Cada ponto de captura é como uma pequena arena, que reforça a noção de que os jogadores deveriam se enfrentar naqueles locais. O que acontece, na realidade, é um deus que nos acuda de quatro jogadores correndo atrás de um pobre coitado no meio do mapa enquanto a partida vai para o saco. Aliado ao mediano sistema de matchmaking, é bem provável que você acabe com uma equipe adversária bem mais experiente, e com itens melhores do que você.
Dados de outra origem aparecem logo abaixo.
PR #3115, opened 2026-05-28
feat(preconf): add TLS support to sequencer server and validator client

fridrik01:
The preconf sequencer and validators exchange JWT auth tokens and execution payloads over plain HTTP. For a sequencer reachable over the public internet, this leaks credentials and MEV-sensitive transaction ordering in cleartext. This PR adds opt-in TLS to the sequencer server and validator client along with the tooling to run and rotate it. 

More specifically, the main changes are:

**Server TLS** (`beacon/preconf/server.go`)
- `tls-cert-path` + `tls-key-path` switch the API to HTTPS, served via `ServeTLS` with a `GetCertificate` hook.
- The TCP listener binds synchronously in `Start()`, so a bad cert/key or an in-use port fails node startup loudly instead of being logged in a goroutine behind a dead endpoint.
- No dual-mode listener: when TLS is configured the server only speaks HTTPS.

**Client pinning** (`beacon/preconf/client.go`)
- Optional `sequencer-ca-cert-path` pins the sequencer to a single CA and rejects certificates from any other CA, guarding against CA mis-issuance and BGP-hijack attacks. When unset, it falls back to the system trust store.
- A TLS 1.2 floor is enforced on every connection.

**Config and operations**
- `Config.Validate()` rejects half-configured TLS (cert without key, or pinning without an `https://` URL).
- The node logs a startup warning when a validator points at a plaintext sequencer on a non-loopback host.
- The sequencer hot-reloads its certificate on `SIGHUP` (next to the existing whitelist reload), so rotation needs no restart and a bad cert file leaves the old one serving.
- New CLI flags and `config.toml` template entries cover all three paths.

**Devnet** (`kurtosis/`)
- The kurtosis preconf devnet now runs with TLS enabled by default (`preconf.tls: true`). At plan time it generates an internal CA and a CA-signed server cert (SAN matching the sequencer service name), serves the leaf on the sequencer, and pins the CA on the validators. This mirrors the production trust topology rather than a self-signed shortcut. TLS stays a toggle, so the devnet can still run plaintext with `tls: false`.

**Documentation** (`beacon/preconf/README.md`)
- Documents the preconf system and the full TLS workflow: cert generation for dev and production, pinning, and rotation.

**Test plan**
- Unit tests cover certificate pinning (correct CA connects, wrong CA rejected), plaintext rejection, `SIGHUP` cert reload, bind-failure handling, and config validation.
- Verified end to end on the kurtosis preconf devnet (via `make start-devnet-preconf`). Confirmed validators fetch payloads from the sequencer over HTTPS with CA pinning and no certificate verification failures.


beacon/preconf/config.go
```diff
@@ -94,3 +111,24 @@ func (c *Config) IsSequencer() bool {
...
+// Validate checks the config for structural consistency.
+func (c *Config) Validate() error {
+	if (c.TLSCertPath != "") != (c.TLSKeyPath != "") {
+		return errors.New("tls-cert-path and tls-key-path must both be set or both be empty")
+	}
+	if c.SequencerCACertPath != "" {
+		if c.SequencerURL == "" {
+			return errors.New("sequencer-ca-cert-path requires sequencer-url to be set")
+		}
+		if !strings.HasPrefix(c.SequencerURL, "https://") {
```
calbera: nit: can use url.Parse instead of strings.HasPrefix as is done [here](https://github.com/berachain/beacon-kit/pull/3115/changes#diff-776e8acda3ff0a7ab894618db04ed959d066ee168ca1aa52fdae47ab3aa7e74fR81)

node-core/components/preconf_client.go
```diff
@@ -59,6 +63,32 @@ func ProvidePreconfClient(in PreconfClientInput) (*preconf.Client, error) {
 		return nil, errors.Wrapf(err, "failed to load sequencer JWT from: %s", cfg.SequencerJWTPath)
 	}
 
+	if err = cfg.Validate(); err != nil {
```
calbera: nit: could call validate on line 55 where the checks on config are done first

beacon/preconf/README.md
```diff
@@ -0,0 +1,238 @@
...
+
+# 2. Create the server key + CSR
+openssl req -newkey ec -pkeyopt ec_paramgen_curve:P-256 \
+  -keyout server-key.pem -out server.csr -nodes \
+  -subj "/CN=sequencer" \
+  -addext "subjectAltName=DNS:sequencer.example.com,IP:1.2.3.4"
+
+# 3. Sign the server cert with the CA
+openssl x509 -req -in server.csr -CA ca-cert.pem -CAkey ca-key.pem \
+  -CAcreateserial -out server-cert.pem -days 365 -copy_extensions copyall
```
calbera: `copyall` blindly copies CSR extensions. since this guide is for prod it would be safer to use `-extfile`

calbera (commented):
generally lgtm, left some nits + will review again.

Some potential followups from claude:

- **No mTLS / client certificates.** The client is authenticated at the app layer via JWT; TLS only authenticates the server. For this threat model that's adequate; mTLS would be defense-in-depth, a fine follow-up.
- **No rate-limiting / the JWT check is O(n) HMAC over all validator secrets before the whitelist/proposer checks.** Pre-existing, but this PR's whole premise is internet exposure, which makes an unauthenticated-request amplification slightly more relevant. Follow-up, not a blocker.

fridrik01:
> generally lgtm, left some nits + will review again.
> 
> Some potential followups from claude:
> 
> * **No mTLS / client certificates.** The client is authenticated at the app layer via JWT; TLS only authenticates the server. For this threat model that's adequate; mTLS would be defense-in-depth, a fine follow-up.
> * **No rate-limiting / the JWT check is O(n) HMAC over all validator secrets before the whitelist/proposer checks.** Pre-existing, but this PR's whole premise is internet exposure, which makes an unauthenticated-request amplification slightly more relevant. Follow-up, not a blocker.

mTLS is not required imo, but the others are part of https://berachain.clickup.com/t/9014124274/86b9exmww and https://berachain.clickup.com/t/9014124274/86b9exmz9

bar-bera (approved):
looks good

calbera (approved):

Itens com habilidades passivas é o principal ponto que me faz discordar da direção tomada pela Ubisoft para For Honor. No momento eles não apresentam estar tão desbalanceados como imaginava, entretanto, alguns dão bônus praticamente irreais para os personagens. O Warden, por exemplo, já tem um considerável poder de defesa e ataque, com um conjunto de equipamentos você pode ter basicamente o dobro de velocidade, o que o torna quase impossível de ser alcançado ao fugir do oponente.

Quanto mais a disparidade cresce — e inevitavelmente acontecerá —, mais irritante vai ser o modo Dominion. Não é como se o jogo não possuísse instrumentos para reforçar a noção de que você está bem na partida. No topo disso tudo ainda há o sistema de Renown, algo como os pontos de experiência ganhos ao eliminar um inimigo ou um soldado do mapa. Quanto mais pontos, mais habilidades ativas ganha. Agora imagine o cara que está em primeiro lugar, com itens ótimos e ainda capaz de jogar uma barragem de flechas em cima do oponente. Não é uma imagem bonita, concorda?

For Honor

O mesmo problema aparece no modo Elimination e Skirmish, basicamente o equivalente ao mata-mata entre equipes. Entre em uma partida com jogadores com itens melhores, seja esmagado, sinta-se frustrado e vá refletir sobre a sua vida. Recomendo um chá e um cochilo.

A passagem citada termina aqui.